When you say "nice communications receiver" I assume you mean something like an Elecraft K3, or top of the line Icom, Yaesu, or maybe something older like the Drakes that are highly praised. These are amazing radios, but they can't be carried from room to room or out on vacation like a shortwave "boombox." And there is a certain "fun factor" that I cannot explain, but I'm sure you understand what I mean, that I find in the several portables I now own that my KX3 does not have.
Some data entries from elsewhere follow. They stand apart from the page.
PR #1984, opened 2019-06-07
Fix Inclusion of modules ...

janbiedermann:
... which are included by other modules which are included.

At Line 961 below module_iclass was null and a exception was thrown.

### DIFF
--- a/opal/corelib/runtime.js
+++ b/opal/corelib/runtime.js
@@ -950,7 +950,7 @@
       var proto = includer.$$prototype, parent = proto, module_iclass = Object.getPrototypeOf(parent);
 
       while (module_iclass != null) {
-        if (isRoot(module_iclass) && module_iclass.$$module === module) {
+        if (module_iclass.$$module === module && isRoot(module_iclass)) {
           break;
         }
 
--- a/opal/corelib/runtime.js
+++ b/opal/corelib/runtime.js
@@ -949,6 +949,13 @@
 
       var proto = includer.$$prototype, parent = proto, module_iclass = Object.getPrototypeOf(parent);
 
+      var next_ancestor = Object.getPrototypeOf(module_iclass);
+
+      // skip non-root iclasses (that were recursively included)
+      while (next_ancestor.hasOwnProperty('$$iclass') && !isRoot(next_ancestor)) {
+        next_ancestor = Object.getPrototypeOf(next_ancestor);
+      }
+
       while (module_iclass != null) {
         if (isRoot(module_iclass) && module_iclass.$$module === module) {
           break;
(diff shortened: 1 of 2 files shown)


janbiedermann:
That works now, but not sure if it is the correct fix.

elia:
@janbiedermann thanks! can you add some code that reproduces the problem solved by this change or explain that?

I'd like to add a spec example along with the change.

janbiedermann:
Original situation was something like:
```
class A
  include ModB
  include ModC

module ModB
  include ModC

module ModC
  def self.included(base)
    # do somehting
```

suddenly stopped working. null Exceptions was thrown.

Looking at the code its obvious that its somehow wrong, so 6578189 tried to reorder.
That made the issue go away, but failed specs.
Recently the reordered code failed for another inclusion chain, so i came up with fb2b213.

The other question is, why it suddenly stopped working in the first place.
Thats my problem for adding a spec, i could not create a spec that could reproduce the problem.

janbiedermann:
Order may be important, maybe it was:
```
class A
  include ModC
  include ModB
  
module ModB
  include ModC

module ModC
  def self.included(base)
    # do somehting
```

janbiedermann:
I remember, maybe i twas like this:
```
class A
  include ModB
  include ModC

module ModB
  def self.included(base)
    base.include ModC

module ModC
  def self.included(base)
    # do somehting
```

Maybe it can reproduced then in the most simple way:
```
class A
   include ModC
   include ModC
```
i will try later

elia:
I tried this, but seems to be working fine:

```rb
module ModB
  def self.included(base)
    base.include ModC
  end
end

module ModC
  def self.included(base)
    # do somehting
    # Maybe it can reproduced then in the most simple way:
    p included: base
  end
end

class A
  include ModB
  include ModC
end

class A
  include ModC
  include ModC
end

p A.ancestors
```

output:

```
Opal v1.0.0
{"included"=>A}
{"included"=>A}
{"included"=>A}
{"included"=>A}
[A, ModC, ModB, Object, Kernel, BasicObject]
```

janbiedermann:
Right, that was my problem too, i could not recreate the error in the first place. But still, it happened.

elia:
I'll leave this open then, so we can add the necessary information if it happens again 👍

janbiedermann:
Hit it again!

Its like this:
```ruby
module ModuleB
end

module ModuleA
  include ModuleB
end

class ClassC
  include ModuleA
  include ModuleB
end
```
ClassC, when including ModuleA has ModuleB in its ancestor chain but without $$root flag.
When including ModuleB directly the check if ModuleB was included just checks if its in the array of ancestors, but the rebuilding of the ancestor chain, checks for $$root if the module has already been included and so cant find the module as its own. Its the first direct inclusion of the module.

janbiedermann:
Superseeded by #2053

I have a 7600G that I use for sniffing out RFI, or for my recent experiments with a big MW loop antenna:
https://www.hfunderground.com/board/index.php/topic,54431.0.html But I don't use it for general listening. I started with a portable way back in the late 70s, which I used for a month or two before Christmas brought a shiny new DX-160 under the tree. It was communications receivers after that, until SDRs arrived. Once I got an SDR, pretty much stopped spinning the dial, since it was easier for me to see the entire band at once, and pick stations to check out. I suppose if I had a regular habit of listening to certain stations on a schedule, and away from the shack (say out on the deck or in the living room) a portable would make sense. Or use a tablet and KiwiSDR, but I confess to not getting the "fun factor" of a portable
A lot of it probably depends on a particular hobbyists interests and workflow. I do a lot of time shifted DXing, particularly the 43m pirate band. I record it each night, and then check the results in the morning, having gone so far as to write an app specifically to make it quick and easy to check them all out:
http://www.blackcatsystems.com/software/sdr_iq_recording_playback_program.html I can go through an entire night in about ten minutes, assuming i don't find anything to listen to. If I do, I listen to it while going through the recordings, or generate some WAVE files to listen to later. I can go back and look for a transmission reported by someone else. I don't miss anything (that I could potentially hear) and often get a few bumps in the night that escape other listeners. It really makes me wonder how many pirate transmissions from back in the pre-SDR days of the 70s 80s and 90s were completely missed, or at least never made it into the ACE logs.
I think my comment stemmed from seeing quite a few people (usually on the Facebook SWL groups) complaining about not hearing stations others are reporting, especially the pirates. But they usually have a slew of portables, perhaps a dozen or more. Every so often they'll talk about a new one they just got. I can't help but think that one decent communications receiver would have cost the same or less than all those portables, but would have significantly better performance. And of course you need a decent outside antenna - which could be the other part of the problem, living in an area where they cannot have an outside antenna, so perhaps they're almost restricted to portables anyway.